Starting at the line with "Now configured to", set down each line of the entries below through the last one, exactly as it stands.

Top of DATA UNDER STUDY

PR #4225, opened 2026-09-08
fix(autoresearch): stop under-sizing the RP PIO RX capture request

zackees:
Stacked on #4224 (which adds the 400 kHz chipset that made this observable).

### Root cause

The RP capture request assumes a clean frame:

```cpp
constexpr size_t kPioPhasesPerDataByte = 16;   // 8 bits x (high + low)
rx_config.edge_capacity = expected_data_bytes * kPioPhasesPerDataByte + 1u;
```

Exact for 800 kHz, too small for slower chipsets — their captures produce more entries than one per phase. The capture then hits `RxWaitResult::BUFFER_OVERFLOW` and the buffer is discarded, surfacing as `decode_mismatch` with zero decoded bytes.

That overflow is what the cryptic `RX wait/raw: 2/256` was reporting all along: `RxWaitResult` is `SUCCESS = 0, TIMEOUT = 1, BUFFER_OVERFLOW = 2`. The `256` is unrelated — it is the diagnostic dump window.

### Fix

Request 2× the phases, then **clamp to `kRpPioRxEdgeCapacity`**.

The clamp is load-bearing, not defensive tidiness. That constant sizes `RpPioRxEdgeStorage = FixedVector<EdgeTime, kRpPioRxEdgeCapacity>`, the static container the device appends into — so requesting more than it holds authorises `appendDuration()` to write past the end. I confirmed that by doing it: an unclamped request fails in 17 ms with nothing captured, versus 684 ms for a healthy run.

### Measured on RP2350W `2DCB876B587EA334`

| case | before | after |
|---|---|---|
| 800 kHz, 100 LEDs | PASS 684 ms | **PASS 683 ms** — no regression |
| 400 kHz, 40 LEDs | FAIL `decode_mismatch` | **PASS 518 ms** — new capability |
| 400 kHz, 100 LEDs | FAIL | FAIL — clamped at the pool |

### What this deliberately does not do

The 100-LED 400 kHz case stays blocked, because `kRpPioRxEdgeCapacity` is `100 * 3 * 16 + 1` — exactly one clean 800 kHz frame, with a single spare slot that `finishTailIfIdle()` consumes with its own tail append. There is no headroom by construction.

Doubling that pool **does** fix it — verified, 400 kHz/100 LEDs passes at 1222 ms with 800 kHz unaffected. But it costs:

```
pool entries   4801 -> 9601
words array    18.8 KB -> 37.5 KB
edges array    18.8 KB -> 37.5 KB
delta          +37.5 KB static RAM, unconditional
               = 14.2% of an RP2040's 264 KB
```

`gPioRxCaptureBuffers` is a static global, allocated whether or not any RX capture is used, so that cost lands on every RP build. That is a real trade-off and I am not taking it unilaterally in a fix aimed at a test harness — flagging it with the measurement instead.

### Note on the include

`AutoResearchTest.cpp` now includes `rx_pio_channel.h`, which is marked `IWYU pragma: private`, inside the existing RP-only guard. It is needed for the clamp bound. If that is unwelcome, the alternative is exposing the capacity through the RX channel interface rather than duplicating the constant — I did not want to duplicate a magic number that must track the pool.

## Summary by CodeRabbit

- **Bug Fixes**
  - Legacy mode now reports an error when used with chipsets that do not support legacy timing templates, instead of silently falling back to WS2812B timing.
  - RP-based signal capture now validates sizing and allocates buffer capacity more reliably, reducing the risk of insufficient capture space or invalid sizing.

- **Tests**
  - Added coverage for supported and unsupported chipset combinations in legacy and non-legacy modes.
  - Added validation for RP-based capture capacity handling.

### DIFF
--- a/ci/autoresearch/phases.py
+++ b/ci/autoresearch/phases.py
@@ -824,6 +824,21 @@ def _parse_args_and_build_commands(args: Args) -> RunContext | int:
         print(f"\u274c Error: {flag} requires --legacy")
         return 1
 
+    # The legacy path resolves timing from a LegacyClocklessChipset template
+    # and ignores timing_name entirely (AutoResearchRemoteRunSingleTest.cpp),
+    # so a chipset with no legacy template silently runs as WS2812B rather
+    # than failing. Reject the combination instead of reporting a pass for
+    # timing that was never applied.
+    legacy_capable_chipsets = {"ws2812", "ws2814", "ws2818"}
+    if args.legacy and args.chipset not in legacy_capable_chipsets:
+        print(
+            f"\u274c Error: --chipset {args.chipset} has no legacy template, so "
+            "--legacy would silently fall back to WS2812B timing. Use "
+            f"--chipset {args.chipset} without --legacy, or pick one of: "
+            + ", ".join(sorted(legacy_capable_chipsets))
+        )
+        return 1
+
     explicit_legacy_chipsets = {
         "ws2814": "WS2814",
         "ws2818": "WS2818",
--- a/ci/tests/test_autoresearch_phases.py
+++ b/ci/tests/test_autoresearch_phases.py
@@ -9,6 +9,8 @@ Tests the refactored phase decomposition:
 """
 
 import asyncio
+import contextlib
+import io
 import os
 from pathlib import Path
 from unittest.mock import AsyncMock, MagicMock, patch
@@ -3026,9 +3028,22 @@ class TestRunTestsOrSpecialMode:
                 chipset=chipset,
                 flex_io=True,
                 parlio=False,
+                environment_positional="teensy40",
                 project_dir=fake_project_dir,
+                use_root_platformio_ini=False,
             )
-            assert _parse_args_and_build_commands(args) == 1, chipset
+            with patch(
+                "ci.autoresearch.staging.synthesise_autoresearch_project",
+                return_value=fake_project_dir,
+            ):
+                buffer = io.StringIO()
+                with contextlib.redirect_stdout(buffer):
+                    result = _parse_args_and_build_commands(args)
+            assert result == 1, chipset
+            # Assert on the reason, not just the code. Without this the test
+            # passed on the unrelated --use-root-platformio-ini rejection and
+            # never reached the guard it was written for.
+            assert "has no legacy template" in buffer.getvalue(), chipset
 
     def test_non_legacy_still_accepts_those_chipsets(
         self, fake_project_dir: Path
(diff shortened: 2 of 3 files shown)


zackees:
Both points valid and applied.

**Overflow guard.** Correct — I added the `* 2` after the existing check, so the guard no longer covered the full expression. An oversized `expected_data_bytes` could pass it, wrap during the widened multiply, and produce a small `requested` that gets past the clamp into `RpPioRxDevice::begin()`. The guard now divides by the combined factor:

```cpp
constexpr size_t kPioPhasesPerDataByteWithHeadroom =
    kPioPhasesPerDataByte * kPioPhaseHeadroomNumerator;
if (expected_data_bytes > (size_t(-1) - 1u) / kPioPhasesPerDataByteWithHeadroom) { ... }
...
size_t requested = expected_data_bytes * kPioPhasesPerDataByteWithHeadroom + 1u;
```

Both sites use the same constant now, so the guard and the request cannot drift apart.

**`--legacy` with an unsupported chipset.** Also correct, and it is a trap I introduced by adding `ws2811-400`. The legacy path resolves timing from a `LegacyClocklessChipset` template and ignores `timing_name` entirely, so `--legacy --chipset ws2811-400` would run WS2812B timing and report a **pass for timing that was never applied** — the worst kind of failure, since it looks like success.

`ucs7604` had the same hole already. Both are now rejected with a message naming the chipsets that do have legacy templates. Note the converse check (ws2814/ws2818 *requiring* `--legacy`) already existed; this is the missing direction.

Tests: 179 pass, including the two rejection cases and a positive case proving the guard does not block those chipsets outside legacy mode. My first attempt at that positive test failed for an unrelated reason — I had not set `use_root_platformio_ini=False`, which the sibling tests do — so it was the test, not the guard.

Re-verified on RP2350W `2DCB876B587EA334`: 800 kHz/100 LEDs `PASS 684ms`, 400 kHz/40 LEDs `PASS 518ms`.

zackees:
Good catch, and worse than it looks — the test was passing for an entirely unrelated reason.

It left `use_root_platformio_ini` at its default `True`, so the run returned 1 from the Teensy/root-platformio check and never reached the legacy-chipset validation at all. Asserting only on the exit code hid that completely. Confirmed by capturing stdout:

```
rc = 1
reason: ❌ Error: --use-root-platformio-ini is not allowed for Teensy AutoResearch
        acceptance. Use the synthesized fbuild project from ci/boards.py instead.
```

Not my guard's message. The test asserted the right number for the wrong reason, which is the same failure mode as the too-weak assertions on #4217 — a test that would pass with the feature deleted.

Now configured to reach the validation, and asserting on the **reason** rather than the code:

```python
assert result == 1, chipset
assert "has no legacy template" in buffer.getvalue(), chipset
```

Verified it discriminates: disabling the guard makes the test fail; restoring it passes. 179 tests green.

Bottom of DATA UNDER STUDY

> **RESPONSE TO THE TASK**:
Now configured to reach the validation, and asserting on the **reason** rather than the code:

```python
assert result == 1, chipset
assert "has no legacy template" in buffer.getvalue(), chipset
```

Verified it discriminates: disabling the guard makes the test fail; restoring it passes. 179 tests green.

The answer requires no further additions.